Vor zwei Jahren bei der COP 13 ist es nicht gelungen, ein Moratorium auf Gene Drives zu erwirken. Aber da war das Thema auch noch sehr neu und kaum bekannt. Das hat sich inzwischen rasant geändert und die Interessen, die hier am Werk sind, sind auch enorm. Das hat letztes Jahr u.a. auch der Skandal um die Gene-Drive-Files verdeutlicht. Wie aus offengelegten Email-Verkehren hervorging, bezahlte die Bill and Melinda Gates Foundation eine private Agrar- und Biotech-PR-Firma für die Steuerung einer undercover „advocacy coalition“ mit dem Ziel, den einzigen UN-Prozess zur Regulierung der Gene-Drives-Technologie zu unterminieren.

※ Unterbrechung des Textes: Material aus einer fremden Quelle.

PR #498, opened 2024-08-20
feat: jws signature validation

dav1do:
Implements event validation using did:key/JWS. This verifies the envelope and makes sure the cacao grants access to the key that signed the payload. This builds on #495 (current target) and I had to make the cacao/pkh `Verifier` async since it can be a JWS based on the metadata.

This is not invoked anywhere and the tests currently only verify signatures for the valid events from the ceramic-sdk test vectors.


validation/src/verifier/key_verifier.rs
```diff
@@ -0,0 +1,76 @@
...
+    header: &[u8],
+    payload: &[u8],
+    alg: ssi::jwk::Algorithm,
+    signature: &[u8],
+    delegated_kid: Option<&str>,
+) -> Result<()> {
+    let did_doc = Jwk::resolve_did(did)
+        .await
+        .context("failed to resolve did")?;
+    if delegated_kid.is_some() && delegated_kid.unwrap() != did_doc.id {
```
dav1do, line 53: `map_or(false, |kid| kid != did_doc.id)`

validation/src/verifier/key_verifier.rs
```diff
@@ -0,0 +1,76 @@
...
+            jws_header.algorithm,
+            signature.signature.as_slice(),
+            delegated_kid,
+        )
+        .await
+    }
+}
+
+pub(crate) async fn verify_did_jws(
+    did: &str,
```
dav1do, line 43: maybe wrap these params in an input struct

validation/src/verifier/key_verifier.rs
```diff
@@ -0,0 +1,76 @@
...
+        bail!("jws kid not delegated access",);
+    }
+
+    let jwk = Jwk::new(&did_doc)
+        .await
+        .map_err(|e| anyhow!("failed to generate jws for did: {}", e))?;
+
+    let header_str = engine::general_purpose::STANDARD_NO_PAD.encode(header);
+    let payload_cid = base64::engine::general_purpose::URL_SAFE_NO_PAD.encode(payload);
+    let digest = format!("{header_str}.{payload_cid}");
```
samika98, line 68: Could you add a comment and doc link explaining this?

validation/src/verifier/key_verifier.rs
```diff
@@ -0,0 +1,76 @@
...
+            self.payload().as_slice(),
+            jws_header.algorithm,
+            signature.signature.as_slice(),
+            delegated_kid,
+        )
+        .await
+    }
+}
+
+pub(crate) async fn verify_did_jws(
```
samika98, line 42: Can we add a docstring here?

validation/src/verifier/key_verifier.rs
```diff
@@ -0,0 +1,76 @@
...
+    did: &str,
+    header: &[u8],
+    payload: &[u8],
+    alg: ssi::jwk::Algorithm,
+    signature: &[u8],
+    delegated_kid: Option<&str>,
```
samika98, line 48: why is this called delegated_kid, rather than just a kid?

validation/src/verifier/key_verifier.rs
```diff
@@ -0,0 +1,76 @@
...
+
+#[async_trait::async_trait]
+pub trait Verifier {
+    /// Verify the signature. Optoinally requiring it matches a delegated KID
+    async fn verify_signature(&self, delegated_kid: Option<&str>) -> Result<()>;
+}
+
+#[async_trait::async_trait]
+impl Verifier for Envelope {
+    async fn verify_signature(&self, delegated_kid: Option<&str>) -> Result<()> {
```
samika98, line 15: Should return a valid event struct in the future. just putting this here so that we don't forget about it.

samika98 (approved):
Looks great! Just a nit about adding dcstrings and comments, and also a question about naming.

validation/src/verifier/opts.rs
```diff
@@ -0,0 +1,22 @@
+#[derive(Clone, Debug)]
+pub struct VerifyOpts {
+    /// The point in time at which the capability must be valid, defaults to `now`
+    pub at_time: Option<chrono::DateTime<chrono::Utc>>,
+    /// How long the capability stays valid for after it was expired
+    pub revocation_phaseout_secs: chrono::Duration,
+    /// The clock tolerance when verifying iat, nbf, and exp
+    pub clock_skew: chrono::Duration,
+    /// Do not verify expiration time when false
+    pub check_exp: bool,
```
dav1do, line 10: remove this boolean and use at_time without a default (none being do not check exp)

validation/src/verifier/key_verifier.rs
dav1do: yeah, we could add something in the future. I was holding off on a "validated event" because that requires more than just a signature (and this is a "can you trust what was inside this"). I was hoping to add that concept to the service in my next PR and make any changes here as needed.

validation/src/verifier/key_verifier.rs
dav1do: this is related to step 4 of [cacao verification](https://developers.ceramic.network/docs/protocol/js-ceramic/accounts/object-capabilities#verification).. even if the cacao was signed and the envelope was signed correctly, the cacao had to actually delegate to the key that signed the envelope. I don't care for this API signature but it's mostly private/implementation details right now.

validation/src/verifier/opts.rs
dav1do: actually, this won't quite work since we use the time (now) to check the nbf/iat fields in addition to exp.. so leaving as is for now

validation/src/verifier/key_verifier.rs
dav1do: I tried adding an enum but that was maybe overkill and kind of clunky.. anyway, i can drop the enum if we just want a `delegated_kid: Option<&'a str>` on the input struct 🤷

validation/src/verifier/event_verifier.rs
```diff
@@ -0,0 +1,61 @@
+use anyhow::Result;
+use ceramic_event::unvalidated::signed;
+use ipld_core::ipld::Ipld;
+
+use super::{cacao_verifier::Verifier as _, key_verifier::Verifier as _, opts::VerifyOpts};
+
+#[async_trait::async_trait]
+pub trait Verifier {
+    async fn verify_signature(&self, opts: &VerifyOpts) -> Result<()>;
```
dav1do, line 9: I'm pretty sure this is going to need more parameters or to return something so we can make sure to verify controller and more things but I'm planning to adjust that when I start using it in the next PR.

PR #501, opened 2024-08-22
feat: migrate from file list

smrz2001:
This PR adds support for migrating IPFS blocks from an input file list. It also introduces both an `offset` and a `limit` that can be used to paginate migrations, whether from a directory or from a file list.

This is needed for being able to apply incremental ZFS snapshots without having to re-migrate the entire blockstore. The list of added blocks can be extracted from the incremental snapshot and input to the migration so that only new blocks are migrated. This will dramatically reduce the amount of time needed for migrating new blocks added after the first snapshot was taken.

Note that paginating over a directory might have unpredictable results if it is receiving live updates.

### DIFF
--- a/one/src/migrations.rs
+++ b/one/src/migrations.rs
@@ -11,7 +11,7 @@ use clap::{Args, Subcommand};
 use futures::{stream::BoxStream, StreamExt};
 use multihash_codetable::{Code, Multihash, MultihashDigest};
 use tokio::io::AsyncBufReadExt;
-use tracing::{debug, info, trace};
+use tracing::{debug, info};
 
 use crate::{default_directory, DBOpts, Info, LogOpts};
 
@@ -64,7 +64,31 @@ pub struct FromIpfsOpts {
     #[command(flatten)]
     log_opts: LogOpts,
 
-    /// Path of file containing list of newline-delimited absolute file paths to migrate
+    /// Path of file containing list of newline-delimited absolute file paths to migrate.
+    ///
+    /// See below for example usage when running a migration for a live IPFS node. Multiple migration runs using lists
+    /// of files that have changed between runs is useful for incremental migrations. This method can also be used for
+    /// a final migration after shutting down the IPFS node so that all inflight blocks are migrated to the new C1 node.
+    ///
+    /// # Get list of files in sorted order
+    ///
+    /// find ~/.ipfs/blocks -type f | sort > first_run_files.txt
+    ///
+    /// # Run the migration
+    ///
+    /// ceramic-one migrations from-ipfs --input-ipfs-path ~/.ipfs/blocks --input-file-list-path first_run_files.txt
+    ///
+    /// # Get updated list of files in sorted order
+    ///
+    /// find ~/.ipfs/blocks -type f | sort > second_run_files.txt
+    ///
+    /// # Use comm to get the list of new files
+    ///
+    /// comm -13 first_run_files.txt second_run_files.txt > new_files.txt
+    ///
+    /// # Re-run the migration
+    ///
+    /// ceramic-one migrations from-ipfs --input-ipfs-path ~/.ipfs/blocks --input-file-list-path new_files.txt
     #[clap(long, short = 'f', env = "CERAMIC_ONE_INPUT_FILE_LIST_PATH")]
     input_file_list_path: Option<PathBuf>,
 
@@ -197,7 +221,7 @@ impl BlockStore for FSBlockStore {
 }
 
 impl FSBlockStore {
-    fn blocks_from_dir(&self) -> BoxStream<'static, anyhow::Result<(Cid, Vec<u8>)>> {
+    fn blocks_from_dir(&self) -> BoxStream<'static, Result<(Cid, Vec<u8>)>> {
         // the block store is split in to 1024 directories and then the blocks stored as files.
         // the dir structure is the penultimate two characters as dir then the b32 sha256 multihash of the block
         // The leading "B" for the b32 sha256 multihash is left off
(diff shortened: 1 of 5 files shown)


one/src/migrations.rs
```diff
@@ -150,6 +158,85 @@ impl BlockStore for FSBlockStore {
...
+            .expect("input_file_list_path should have been checked before calling this function");
+        info!(path = %input_file_list_path.display(), "reading IPFS file list");
+
+        let offset = self.file_offset;
+        let limit = self.file_limit;
+        (try_stream! {
+            let file = tokio::fs::File::open(input_file_list_path).await?;
+            let mut lines = tokio::io::BufReader::new(file).lines();
+            let mut i = 0;
+            while let Some(line) = lines.next_line().await? {
```
nathanielc, line 216: There are [skip](https://docs.rs/tokio-stream/latest/tokio_stream/trait.StreamExt.html#method.skip) and [take](https://docs.rs/tokio-stream/latest/tokio_stream/trait.StreamExt.html#method.take)  methods on streams using [StreamExt](https://docs.rs/tokio-stream/latest/tokio_stream/trait.StreamExt.html). Which should simplify this logic to `let lines = lines.skip(offset).take(limit);` and the simply have the while loop without any bounds checks.

one/src/migrations.rs
```diff
@@ -150,6 +158,85 @@ impl BlockStore for FSBlockStore {
...
+        // the block store is split in to 1024 directories and then the blocks stored as files.
+        // the dir structure is the penultimate two characters as dir then the b32 sha256 multihash of the block
+        // The leading "B" for the b32 sha256 multihash is left off
+        // ~/.ipfs/blocks/QV/CIQOHMGEIKMPYHAUTL57JSEZN64SIJ5OIHSGJG4TJSSJLGI3PBJLQVI.data // cspell:disable-line
+        info!(path = %self.input_ipfs_path.display(), "opening IPFS repo");
+
+        let mut dirs = Vec::new();
+        dirs.push(self.input_ipfs_path.clone());
+
+        let offset = self.file_offset;
```
nathanielc, line 172: I don't this we should support limit/offset for the read dir case. From the docs:
 
> The order in which this iterator returns entries is platform and filesystem dependent.

We cannot guarantee that limit/offset will be meaningful. And in practice the order in which blocks where traversed appeared to be random. Meaning it was not in lexicographical order on my local filesystem nor in various production filesystems we used.

I propose if limit/offset are not None and there is no input file list then we error.

nathanielc (changes requested):
Good addition, some UX changes proposed but nothing significant

one/src/migrations.rs
nathanielc: https://doc.rust-lang.org/nightly/std/fs/fn.read_dir.html

one/src/migrations.rs
AaronGoldman: [tokio](https://docs.rs/tokio/latest/tokio/index.html)::[io](https://docs.rs/tokio/latest/tokio/io/index.html)::[Lines](https://docs.rs/tokio/latest/tokio/io/struct.Lines.html#) did not have the StreamExt functions. [tokio_stream](https://docs.rs/tokio-stream/0.1.15/tokio_stream/index.html)::[wrappers](https://docs.rs/tokio-stream/0.1.15/tokio_stream/wrappers/index.html)::[LinesStream](https://docs.rs/tokio-stream/0.1.15/tokio_stream/wrappers/struct.LinesStream.html#) might let us do it that way.

one/src/migrations.rs
AaronGoldman: I will likely be nearly stable on any one disk as the tree in the filesystem try's to not change much. If the user wants a guaranty that they cover the entire ipfs repo then they should use make a file list file.
I wander if we should make a CLI argument for making a sorted file list file and a CLI for subtracting one from another

or maybe in the make file
```
# List files in directory at migration_1 and sort them alphabetically
ls -l ipfs/blocks | sort > migration_1.txt
 
CERAMIC_ONE_INPUT_FILE_LIST_PATH=migration_1.txt \
ceramic-one migrations from-ipfs 

# List files in directory at migration_2 and sort them alphabetically
ls -l ipfs/blocks | sort > migration_2.txt

# Find files in migration_2 that are not in migration_1
comm -23  migration_2.txt migration_1.txt > delta

CERAMIC_ONE_INPUT_FILE_LIST_PATH=delta.txt \
ceramic-one migrations from-ipfs 
```

nathanielc: Do we need the feature? I'd rather not add an unused feature that has a potential to break in mysterious ways.

one/src/migrations.rs
smrz2001: I figured it out.

smrz2001: > [tokio](https://docs.rs/tokio/latest/tokio/index.html)::[io](https://docs.rs/tokio/latest/tokio/io/index.html)::[Lines](https://docs.rs/tokio/latest/tokio/io/struct.Lines.html#) did not have the StreamExt functions. [tokio_stream](https://docs.rs/tokio-stream/0.1.15/tokio_stream/index.html)::[wrappers](https://docs.rs/tokio-stream/0.1.15/tokio_stream/wrappers/index.html)::[LinesStream](https://docs.rs/tokio-stream/0.1.15/tokio_stream/wrappers/struct.LinesStream.html#) might let us do it that way.

Oh wait, lol, that's what I ended up using.

one/src/migrations.rs
smrz2001: I took it out for now and added the check.

nathanielc (approved):

PR #502, opened 2024-08-23
feat: check cacao resources against stream information

dav1do:
Adds a method to the CACAO verifier trait to check that the provide resources are valid for the given stream. I may end up changing the parameters but these should all be known so I think this will work. Based on the [js-ceramic](https://github.com/ceramicnetwork/js-ceramic/blob/a342f204dfcc0952aa691249e17d09d53af35036/packages/stream-handler-common/src/signature_utils.ts#L77) code. Targets #498.

### DIFF
--- a/event/src/unvalidated/signed/cacao.rs
+++ b/event/src/unvalidated/signed/cacao.rs
@@ -49,31 +49,28 @@ impl From<chrono::DateTime<chrono::Utc>> for CapabilityTime {
     }
 }
 
-impl CapabilityTime {
-    /// Returns the time as a UTC DateTime
-    pub fn as_utc_dt(&self) -> anyhow::Result<chrono::DateTime<chrono::Utc>> {
-        let ts = Self::parse_timestamp(&self.0)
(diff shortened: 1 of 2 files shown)


event/src/unvalidated/signed/cacao.rs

Als Ergebnis der Gene-Drive-Files und auf Drängen der Zivilgesellschaft verhandelt die COP 14 nun übrigens auch über eine Strategie zum Umgang mit Interessenskonflikten in der CBD. Da wird es in Sharm El-Sheikh darum gehen, dafür zu sorgen, dass sich eine Position durchsetzt, die eine breite und kritische aktive zivilgesellschaftliche Beteiligung auf allen Ebenen ermöglicht und zugleich wirtschaftlichen und kommerziellen Profitinteressen ausschließt. Dass eine solche Beteiligung in Ländern wie Ägypten grundsätzlich schwierig ist, sollte der CBD und allen Mitgliedsregierungen insgesamt zu Denken geben.

Doch auch in Europa gibt es aktuell in Sachen Neue Gentechnik genügend zu tun: Das Wissenschaftliche Beratergremium SAM der EU-Kommission hat vorgestern ein Statement veröffentlicht, in dem es die Überarbeitung der aktuellen Gentechnik-Gesetze empfiehlt. Hinter dem Vorschlag des SAM steht der Versuch, neue Züchtungstechniken wie Crispr-Cas auf diesem Wege von der Gentechnik-Verordnung auszunehmen. Denn im September 2018 hatte der EUGH festgestellt, dass neue Gentechnik-Verfahren wie CRISPR/Cas klar unter das europäische Gentechnikecht fallen.